>>>>>

PR #709, opened 2025-10-20
Update build badges for Humble

ericmlujan:
### Changelog
None

### Docs
None

### Description
Like #704, update badges for ROS Humble now that the package sync is completed. Also remove badges from foxglove_bridge readme, as they're redundant with those at the top level.


jtbandes (approved):
🎉  we made it!

PR #713, opened 2025-10-21
Python example: logging config and filtering

bryfox:
This adds a Python example demonstrating logging configuration and filtering which might be closer to a real-world application. 

For convenience in scripts, `foxglove.set_log_level()` will configure basic logging if it hasn't already been; for brevity, this is what our other examples use. The reference docs note this, and recommend configuring logging yourself, but we don't show you how.

This also adds rudimentary support for configuration of logging via `FOXGLOVE_LOG_LEVEL` (env var). It supports a subset of the env_logger format, excluding regex filters. (Note there's an `env_filter` crate, but it doesn't expose an API to let us work with the pyo3 logger here.) This moves python towards consistency with other languages, but one issue is that module names don't match the user-facing python libraries. We could document the level-only arguments ("debug", "info", etc) and omit mention of more targeted config — this is what we do with C++. But I've omitted it from the example for this reason.


python/foxglove-sdk/Cargo.toml
```diff
@@ -10,10 +10,12 @@ crate-type = ["cdylib"]
 
 [lints]
 workspace = true
+
 [dependencies]
 base64 = "0.22.1"
 bytes.workspace = true
 log.workspace = true
+maplit = "1.0.2"
```
gasmith: Could move to `[dev-dependencies]`

gasmith (approved):

PR #1560, opened 2026-03-22
fix: Dockerfile missing plugin-sdk

### LINKED ISSUE #1111: fix: Dockerfile missing plugin-sdk and lockfile out of sync
## Summary

Two issues that prevent a clean Docker build after the plugin system was introduced:

1. **`@paperclipai/plugin-sdk` missing from Dockerfile** — The `deps` stage doesn't copy `packages/plugins/sdk/package.json`, and the `build` stage doesn't build the SDK before the server. This causes the server build to fail with `TS2307: Cannot find module '@paperclipai/plugin-sdk'` errors.

2. **`pnpm-lock.yaml` out of sync** — `packages/db/package.json` gained `embedded-postgres` as a dependency but the lockfile wasn't updated, causing `pnpm install --frozen-lockfile` to fail in the Docker build.

## Fix

In `Dockerfile`, add to the deps stage:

<<<<<

Starting at the first line of the records above, please copy every line exactly through the line containing "For convenience in", and stop there.

Response to the exercise ->
PR #709, opened 2025-10-20
Update build badges for Humble

ericmlujan:
### Changelog
None

### Docs
None

### Description
Like #704, update badges for ROS Humble now that the package sync is completed. Also remove badges from foxglove_bridge readme, as they're redundant with those at the top level.


jtbandes (approved):
🎉  we made it!

PR #713, opened 2025-10-21
Python example: logging config and filtering

bryfox:
This adds a Python example demonstrating logging configuration and filtering which might be closer to a real-world application. 

For convenience in scripts, `foxglove.set_log_level()` will configure basic logging if it hasn't already been; for brevity, this is what our other examples use. The reference docs note this, and recommend configuring logging yourself, but we don't show you how.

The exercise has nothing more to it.